Схватили гробы и отправили все четыре один за другим в реку, в Квирилу… Ребятишки бегут по берегу следом за гробами…
Не выдумывает ли он сам сейчас эти истории? А придумываются ли истории? Возможно это?
… — Был один Иоселиани, дружок, однорукий… Силач такой, что мог поднять и швырнуть человека на целых пять саженей…
Голос Самсона? Ну да, это его собственный голос, это Самсон рассказывает историю своему сыну. Возможно ли — сочинить историю о самом себе?
— Одной рукой? — спрашивает Митуша.
— Одной, конечно, — другой-то ведь у него не было!.. А еще он знал наизусть — не то, что ты! — всего «Витязя в тигровой шкуре». Переписывал от начала до конца, если ему кто закажет. Когда имеретины отправлялись в Картли по торговым делам, горийцы выходили на дорогу, — Самсон затенил глаза рукой, — если во главе имеретин шел однорукий Иоселиани, они уж остерегались ссориться с ними.
— А если его не было?
— Ну, если не было его, тогда…
Померкла картина. Голос умолк.
Не вспомнилось, что он тогда ответил сыну.

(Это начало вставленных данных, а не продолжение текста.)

PR #577, opened 2018-10-10
refactor: treat failed swaps as invalidations

sangaman:
This PR changes the event emitted for failed swaps during matching from `peerOrder.filled` to `peerOrder.invalidated`. It also doesn't add back peer orders to the book if they could not be swapped, and it makes the `verifyExecution` method private. This is so that we don't confuse orders that are removed from the order book because they were successfully swapped with those that were removed without being swapped.

### DIFF
--- a/lib/orderbook/OrderBook.ts
+++ b/lib/orderbook/OrderBook.ts
@@ -257,17 +257,6 @@ class OrderBook extends EventEmitter {
     // instantiate a container for failed swaps, for retry purposes
     const swapFailures: StampedOwnOrder[] = [];
 
-    // append the taker quantity to the remaining order, after making sure it's initialized.
-    // if the maker is given, re-add it to the repository
-    const rejectNonInternalMatch = (taker: StampedOwnOrder, maker?: StampedPeerOrder) => {
-      result.remainingOrder = result.remainingOrder || { ...order, quantity: 0 };
-      result.remainingOrder.quantity += taker.quantity;
-
-      if (maker) {
-        matchingEngine.addPeerOrder(maker);
-      }
-    };
-
     // iterate over the matches
     for (const { maker, taker } of matchingResult.matches) {
       const portion: OrderPortion = { orderId: maker.id, pairId: maker.pairId, quantity: maker.quantity };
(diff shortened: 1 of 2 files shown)


lib/orderbook/OrderBook.ts
```diff
@@ -279,19 +268,19 @@ class OrderBook extends EventEmitter {
...
 
-        this.emit('peerOrder.filled', portion); // make sure we emit this event on every case in which we don't re-add the maker order
         try {
           const swapResult = await this.swaps.executeSwap(maker, taker);
+          this.emit('peerOrder.filled', portion);
           result.swapResults.push(swapResult);
           onUpdate && onUpdate({ case: PlaceOrderEventCase.SwapResult, payload: swapResult });
         } catch (err) {
-          // we can either push to swapFailures, or reject in case of non-retry errors
+          this.emit('peerOrder.invalidation', portion);
```
michael1011: Although it is nice to have for testing you might want to put in a todo so that we don't forget to remove this line in the future.

sangaman: Remove the `this.emit('peerOrder.invalidation', portion);`? In my mind this is deliberate, we want to get rid of peer orders that we can't swap.

lib/orderbook/OrderBook.ts
```diff
@@ -279,19 +268,19 @@ class OrderBook extends EventEmitter {
         this.emit('ownOrder.filled', portion);
         onUpdate && onUpdate({ case: PlaceOrderEventCase.InternalMatch, payload: maker });
       } else {
-        if (!this.swaps || !this.swaps.verifyExecution(maker, taker)) {
-          rejectNonInternalMatch(taker, maker);
+        if (!this.swaps) {
           continue;
```
moshababo: You are missing here the part of appending the taker order to the remaining order. It will cause a portion of the taker order to disappear.

moshababo: We're already doing it when handling the swap failures. Instead, we can do it here and also after an exception is thrown (line 280), so it will be more clear that it's happening on both of these cases.

sangaman: OK, I was mentally treating the case of no swaps module differently because that should only happen during testing, but I'll treat it the same as a swap failure for now.

moshababo: This is not optimal IMO, because you will have a few futile swap retries iterations untill reaching the timeout, where none can actually succeed.
But since this condition is solely for testing, i'm fine with not over-optimizing it, also because this whole area is subject to future changes anyway.

sangaman:
@moshababo I resolved the conflicts, I'm still not sure about the optimal approach for when `this.swaps` is undefined. If you can clarify that's fine, or if indeed it's not a big deal since it doen't affect actual operation (and will change in the future anyway) you can approve or merge.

…Кажется, что-то связалось. Сцепились какие-то звенья.
— Что же, что?
Ах да! Однорукий Иоселиани и одноглазый человек на свадьбе, что разнял дерущихся.
Один напомнил ему другого.
Нет — это угроза одноглазого убить трех человек вызвала из забвения историю с гробами.
А за ними всплыл и однорукий Иоселиани.
Сошлось!
ЧАСТЬ ПЕРВАЯ
МОЛЧАНИЕ
ИГРАЙТЕ БЕЗ МЕНЯ
Договорились так: Бенедикт и Бату нежданными гостями нагрянут к Геннадию. Визит «старых друзей» приведет Геннадия в неописуемый восторг. Вне себя от радости, он созовет соседей, чтобы разделить с ними свое счастье. Иными словами, он устроит пир и пригласит, во-первых, соседку, которая внушает ему наибольшие опасения, Лолу Карамашвили, имеющую виды на квартиру Самсона, и, во-вторых, уполномоченного по дому Гуту Бегашвили. План принадлежал Геннадию. Если бы Бенедикт просто привел свою племянницу-студентку и с помощью Геннадия поселил ее в одной из комнат Самсона хотя бы в качестве временной жилицы, соседи могли заподозрить недоброе и взбунтоваться.
А так все получилось складно.
— Аллаверды к вам! — Геннадий вручил осушенную им чашу — собственно, чайный стакан — Бенедикту и тут же наполнил его темно-красным вином, — Прошу тост! За здоровье родичей.
Это был условный знак. Бенедикт, однако, молчал. Он глядел на скатерть перед собой и с горестным видом качал головой, как бы выражая сожаление по поводу какой-то непоправимой ошибки. Бату насторожился, Бенедикт взял его с собой, как обычно, для того, чтобы тот при случае подсказал нужное слово и вывел его из затруднения. Таково было молчаливое соглашение между рассеянным монархом и мудрым министром. Министр весь превратился во внимание. Ему почудилось, что повелитель забыл, к какой военной хитрости решено было прибегнуть на этот раз для присвоения чужой территории. Но царь оказался на высоте. Это была тонкая игра.